Information:
= Beginning of Section =

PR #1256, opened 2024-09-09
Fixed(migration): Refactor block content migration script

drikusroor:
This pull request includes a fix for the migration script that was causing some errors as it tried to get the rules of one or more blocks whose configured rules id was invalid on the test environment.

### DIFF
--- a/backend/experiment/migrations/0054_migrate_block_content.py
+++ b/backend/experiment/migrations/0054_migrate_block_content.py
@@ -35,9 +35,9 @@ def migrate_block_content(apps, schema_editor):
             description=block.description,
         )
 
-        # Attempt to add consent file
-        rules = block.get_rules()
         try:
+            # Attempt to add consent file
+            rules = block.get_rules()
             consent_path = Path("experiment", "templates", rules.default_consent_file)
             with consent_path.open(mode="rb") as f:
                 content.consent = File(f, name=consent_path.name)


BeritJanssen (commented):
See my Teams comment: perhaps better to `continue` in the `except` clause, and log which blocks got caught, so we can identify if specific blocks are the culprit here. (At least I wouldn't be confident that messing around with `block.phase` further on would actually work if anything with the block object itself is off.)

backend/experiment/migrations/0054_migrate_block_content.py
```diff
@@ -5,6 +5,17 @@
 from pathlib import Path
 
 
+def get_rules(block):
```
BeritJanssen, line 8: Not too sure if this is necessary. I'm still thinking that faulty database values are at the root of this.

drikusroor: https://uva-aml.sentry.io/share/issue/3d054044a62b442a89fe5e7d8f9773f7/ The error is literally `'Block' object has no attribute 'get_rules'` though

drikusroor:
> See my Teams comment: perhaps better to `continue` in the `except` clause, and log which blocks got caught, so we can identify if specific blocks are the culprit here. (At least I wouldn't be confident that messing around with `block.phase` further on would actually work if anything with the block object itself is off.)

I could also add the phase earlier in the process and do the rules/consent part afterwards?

= End of Section =
= Beginning of Section =

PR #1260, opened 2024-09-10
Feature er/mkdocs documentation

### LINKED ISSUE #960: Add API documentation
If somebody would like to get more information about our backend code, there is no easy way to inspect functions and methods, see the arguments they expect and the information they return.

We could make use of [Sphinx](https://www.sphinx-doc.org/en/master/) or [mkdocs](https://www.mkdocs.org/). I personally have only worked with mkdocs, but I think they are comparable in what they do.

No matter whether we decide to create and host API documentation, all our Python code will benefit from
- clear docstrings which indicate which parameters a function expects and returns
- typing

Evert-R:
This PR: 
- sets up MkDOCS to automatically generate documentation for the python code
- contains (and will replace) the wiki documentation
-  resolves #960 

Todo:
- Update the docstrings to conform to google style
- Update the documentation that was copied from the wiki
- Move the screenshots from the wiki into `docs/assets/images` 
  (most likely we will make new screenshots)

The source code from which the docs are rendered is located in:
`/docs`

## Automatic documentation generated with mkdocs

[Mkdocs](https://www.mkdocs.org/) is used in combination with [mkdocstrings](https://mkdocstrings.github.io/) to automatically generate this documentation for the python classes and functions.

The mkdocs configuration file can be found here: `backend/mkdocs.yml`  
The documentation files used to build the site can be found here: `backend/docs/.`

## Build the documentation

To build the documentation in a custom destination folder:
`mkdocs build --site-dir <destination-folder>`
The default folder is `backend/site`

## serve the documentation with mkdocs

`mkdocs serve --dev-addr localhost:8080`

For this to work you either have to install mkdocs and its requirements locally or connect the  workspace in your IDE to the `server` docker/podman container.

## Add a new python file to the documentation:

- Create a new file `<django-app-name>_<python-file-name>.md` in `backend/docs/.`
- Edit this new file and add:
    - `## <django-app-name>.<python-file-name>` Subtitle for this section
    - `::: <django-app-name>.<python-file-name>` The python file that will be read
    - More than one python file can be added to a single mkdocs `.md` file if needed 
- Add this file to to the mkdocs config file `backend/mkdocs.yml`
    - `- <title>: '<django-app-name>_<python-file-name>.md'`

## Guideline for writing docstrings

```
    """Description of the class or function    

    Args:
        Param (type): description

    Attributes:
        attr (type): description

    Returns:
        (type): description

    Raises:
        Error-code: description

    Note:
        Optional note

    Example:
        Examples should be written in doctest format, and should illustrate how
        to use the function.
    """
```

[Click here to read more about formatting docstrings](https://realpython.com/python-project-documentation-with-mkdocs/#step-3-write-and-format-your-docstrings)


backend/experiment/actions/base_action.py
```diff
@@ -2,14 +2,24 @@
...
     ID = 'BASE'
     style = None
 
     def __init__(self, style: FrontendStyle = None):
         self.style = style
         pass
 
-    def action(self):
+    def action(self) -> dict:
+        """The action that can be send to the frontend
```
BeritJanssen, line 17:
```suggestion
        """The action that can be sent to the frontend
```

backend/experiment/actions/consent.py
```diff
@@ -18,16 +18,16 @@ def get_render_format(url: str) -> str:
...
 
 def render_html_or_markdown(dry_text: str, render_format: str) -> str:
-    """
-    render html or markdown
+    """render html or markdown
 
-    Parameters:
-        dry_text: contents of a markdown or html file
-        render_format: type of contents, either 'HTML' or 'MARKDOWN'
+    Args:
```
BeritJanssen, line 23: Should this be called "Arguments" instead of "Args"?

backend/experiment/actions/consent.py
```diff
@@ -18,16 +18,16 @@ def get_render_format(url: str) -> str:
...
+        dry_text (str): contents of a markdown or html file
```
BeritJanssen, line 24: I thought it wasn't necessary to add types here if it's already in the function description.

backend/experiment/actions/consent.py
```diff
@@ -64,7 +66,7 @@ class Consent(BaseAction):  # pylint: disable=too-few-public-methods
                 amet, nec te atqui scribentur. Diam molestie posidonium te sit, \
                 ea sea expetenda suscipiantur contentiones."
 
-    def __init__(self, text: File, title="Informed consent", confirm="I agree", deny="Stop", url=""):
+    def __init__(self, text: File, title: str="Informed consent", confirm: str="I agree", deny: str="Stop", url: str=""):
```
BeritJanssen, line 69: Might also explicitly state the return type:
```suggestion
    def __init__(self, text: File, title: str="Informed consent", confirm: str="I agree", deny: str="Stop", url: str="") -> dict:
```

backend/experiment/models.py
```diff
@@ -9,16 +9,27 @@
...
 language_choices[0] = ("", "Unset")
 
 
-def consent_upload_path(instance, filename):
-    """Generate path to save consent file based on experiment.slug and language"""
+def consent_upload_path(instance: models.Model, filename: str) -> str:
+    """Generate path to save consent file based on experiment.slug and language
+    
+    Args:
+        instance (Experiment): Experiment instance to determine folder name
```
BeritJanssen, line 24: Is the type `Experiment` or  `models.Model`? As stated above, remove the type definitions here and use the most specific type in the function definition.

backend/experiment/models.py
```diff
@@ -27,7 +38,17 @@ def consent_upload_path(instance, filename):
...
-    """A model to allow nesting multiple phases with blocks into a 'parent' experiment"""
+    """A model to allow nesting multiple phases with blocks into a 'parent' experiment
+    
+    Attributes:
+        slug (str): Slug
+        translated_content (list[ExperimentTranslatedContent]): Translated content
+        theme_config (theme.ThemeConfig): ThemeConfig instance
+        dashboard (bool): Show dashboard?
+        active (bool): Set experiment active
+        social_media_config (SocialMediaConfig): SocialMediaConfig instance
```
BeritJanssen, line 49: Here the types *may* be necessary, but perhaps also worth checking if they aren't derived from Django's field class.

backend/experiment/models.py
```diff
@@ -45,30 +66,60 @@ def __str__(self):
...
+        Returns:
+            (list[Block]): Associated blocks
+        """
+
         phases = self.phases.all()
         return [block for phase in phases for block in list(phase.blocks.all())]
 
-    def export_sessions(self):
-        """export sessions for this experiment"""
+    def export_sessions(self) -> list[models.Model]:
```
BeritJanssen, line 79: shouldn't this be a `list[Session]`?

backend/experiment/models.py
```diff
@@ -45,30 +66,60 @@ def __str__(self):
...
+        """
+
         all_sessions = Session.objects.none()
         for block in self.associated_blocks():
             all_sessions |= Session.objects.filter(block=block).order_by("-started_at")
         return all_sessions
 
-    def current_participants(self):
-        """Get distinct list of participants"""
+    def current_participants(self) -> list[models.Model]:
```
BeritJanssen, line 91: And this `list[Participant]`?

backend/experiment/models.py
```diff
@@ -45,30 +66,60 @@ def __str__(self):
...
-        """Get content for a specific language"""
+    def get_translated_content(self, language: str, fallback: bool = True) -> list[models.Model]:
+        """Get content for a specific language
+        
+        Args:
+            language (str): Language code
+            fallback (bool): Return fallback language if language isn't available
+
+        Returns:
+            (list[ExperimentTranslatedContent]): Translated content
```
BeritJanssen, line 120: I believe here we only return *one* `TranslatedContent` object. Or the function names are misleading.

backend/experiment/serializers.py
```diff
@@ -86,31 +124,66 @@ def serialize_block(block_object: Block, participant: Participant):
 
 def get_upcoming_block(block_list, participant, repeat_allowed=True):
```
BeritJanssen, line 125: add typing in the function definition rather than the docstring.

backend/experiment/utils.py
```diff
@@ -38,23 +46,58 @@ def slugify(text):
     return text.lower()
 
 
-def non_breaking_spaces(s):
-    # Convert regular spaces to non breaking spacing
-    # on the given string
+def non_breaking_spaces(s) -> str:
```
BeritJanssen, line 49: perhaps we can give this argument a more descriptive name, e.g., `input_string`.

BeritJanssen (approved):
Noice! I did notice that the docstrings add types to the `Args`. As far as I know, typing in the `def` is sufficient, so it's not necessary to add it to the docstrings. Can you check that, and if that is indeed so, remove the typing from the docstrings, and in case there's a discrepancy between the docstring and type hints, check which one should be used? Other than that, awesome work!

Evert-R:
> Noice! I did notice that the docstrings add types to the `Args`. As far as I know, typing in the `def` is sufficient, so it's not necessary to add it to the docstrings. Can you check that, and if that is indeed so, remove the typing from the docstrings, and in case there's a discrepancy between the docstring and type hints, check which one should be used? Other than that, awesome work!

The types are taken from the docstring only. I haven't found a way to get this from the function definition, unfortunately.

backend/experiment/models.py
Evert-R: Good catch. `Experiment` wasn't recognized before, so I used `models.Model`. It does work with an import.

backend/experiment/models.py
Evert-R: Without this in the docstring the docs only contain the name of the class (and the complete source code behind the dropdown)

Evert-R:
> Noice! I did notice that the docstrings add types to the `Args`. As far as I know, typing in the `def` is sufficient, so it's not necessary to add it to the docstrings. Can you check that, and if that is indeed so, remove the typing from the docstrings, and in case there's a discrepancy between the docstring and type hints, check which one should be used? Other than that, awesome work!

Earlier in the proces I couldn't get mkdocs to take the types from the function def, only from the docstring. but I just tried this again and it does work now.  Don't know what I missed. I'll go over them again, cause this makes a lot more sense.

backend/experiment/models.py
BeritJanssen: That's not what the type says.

= End of Section =
= Beginning of Section =

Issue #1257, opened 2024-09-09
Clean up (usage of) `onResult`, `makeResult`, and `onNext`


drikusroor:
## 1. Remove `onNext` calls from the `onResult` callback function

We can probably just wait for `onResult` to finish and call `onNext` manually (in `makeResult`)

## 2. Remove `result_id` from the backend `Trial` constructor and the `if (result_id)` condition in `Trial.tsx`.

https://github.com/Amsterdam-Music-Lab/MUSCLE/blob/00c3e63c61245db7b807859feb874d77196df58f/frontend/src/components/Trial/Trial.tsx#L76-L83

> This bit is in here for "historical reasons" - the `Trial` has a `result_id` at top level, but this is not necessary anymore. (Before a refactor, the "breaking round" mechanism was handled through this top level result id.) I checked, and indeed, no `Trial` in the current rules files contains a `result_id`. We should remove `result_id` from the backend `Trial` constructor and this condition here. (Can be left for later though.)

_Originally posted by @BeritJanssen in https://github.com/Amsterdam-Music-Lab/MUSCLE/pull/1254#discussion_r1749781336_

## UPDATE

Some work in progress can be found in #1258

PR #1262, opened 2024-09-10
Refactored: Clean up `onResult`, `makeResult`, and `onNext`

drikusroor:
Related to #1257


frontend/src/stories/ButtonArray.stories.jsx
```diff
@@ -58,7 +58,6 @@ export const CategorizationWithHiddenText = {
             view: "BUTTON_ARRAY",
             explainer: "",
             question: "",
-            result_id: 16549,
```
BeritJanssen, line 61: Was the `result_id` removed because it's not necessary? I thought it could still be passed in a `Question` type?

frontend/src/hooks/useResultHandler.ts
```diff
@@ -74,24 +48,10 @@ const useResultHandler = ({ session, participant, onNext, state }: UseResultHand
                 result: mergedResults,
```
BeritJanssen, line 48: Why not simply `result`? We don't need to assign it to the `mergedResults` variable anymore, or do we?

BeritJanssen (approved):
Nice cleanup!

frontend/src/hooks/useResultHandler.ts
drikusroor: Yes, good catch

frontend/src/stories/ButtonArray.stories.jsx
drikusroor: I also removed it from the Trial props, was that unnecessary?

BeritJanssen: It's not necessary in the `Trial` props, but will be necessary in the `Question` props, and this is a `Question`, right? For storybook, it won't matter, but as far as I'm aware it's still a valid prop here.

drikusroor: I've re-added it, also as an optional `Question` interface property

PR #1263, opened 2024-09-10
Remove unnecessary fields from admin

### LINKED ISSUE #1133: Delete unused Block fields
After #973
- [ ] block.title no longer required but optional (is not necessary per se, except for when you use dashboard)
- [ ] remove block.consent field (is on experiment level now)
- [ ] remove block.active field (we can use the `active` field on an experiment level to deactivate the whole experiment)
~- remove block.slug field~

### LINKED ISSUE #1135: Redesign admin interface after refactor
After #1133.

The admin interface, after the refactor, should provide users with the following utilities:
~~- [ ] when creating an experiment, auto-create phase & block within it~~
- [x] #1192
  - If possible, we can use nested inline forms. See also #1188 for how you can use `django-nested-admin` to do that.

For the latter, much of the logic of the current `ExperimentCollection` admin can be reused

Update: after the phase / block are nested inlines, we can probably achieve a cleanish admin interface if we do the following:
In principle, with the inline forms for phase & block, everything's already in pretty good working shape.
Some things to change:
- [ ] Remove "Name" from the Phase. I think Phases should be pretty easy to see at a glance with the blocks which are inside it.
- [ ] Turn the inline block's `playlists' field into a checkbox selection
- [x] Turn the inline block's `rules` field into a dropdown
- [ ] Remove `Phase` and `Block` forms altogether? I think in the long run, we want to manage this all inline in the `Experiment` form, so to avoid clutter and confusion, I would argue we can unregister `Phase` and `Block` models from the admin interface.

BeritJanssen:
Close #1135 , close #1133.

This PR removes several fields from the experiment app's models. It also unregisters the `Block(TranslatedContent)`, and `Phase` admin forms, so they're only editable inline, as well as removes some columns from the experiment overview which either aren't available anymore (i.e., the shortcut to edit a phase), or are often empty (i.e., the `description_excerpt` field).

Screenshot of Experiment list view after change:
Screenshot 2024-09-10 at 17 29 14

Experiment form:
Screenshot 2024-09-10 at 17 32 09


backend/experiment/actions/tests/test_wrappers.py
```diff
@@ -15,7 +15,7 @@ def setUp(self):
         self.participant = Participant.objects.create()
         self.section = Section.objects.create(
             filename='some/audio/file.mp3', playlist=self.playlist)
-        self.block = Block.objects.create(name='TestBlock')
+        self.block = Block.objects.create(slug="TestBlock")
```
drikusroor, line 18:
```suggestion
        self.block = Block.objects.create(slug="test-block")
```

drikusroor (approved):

= End of Section =

A copy of each line in the data above that holds the string "automatically" is needed.

- sets up MkDOCS to automatically generate documentation for the python code
[Mkdocs](https://www.mkdocs.org/) is used in combination with [mkdocstrings](https://mkdocstrings.github.io/) to automatically generate this documentation for the python classes and functions.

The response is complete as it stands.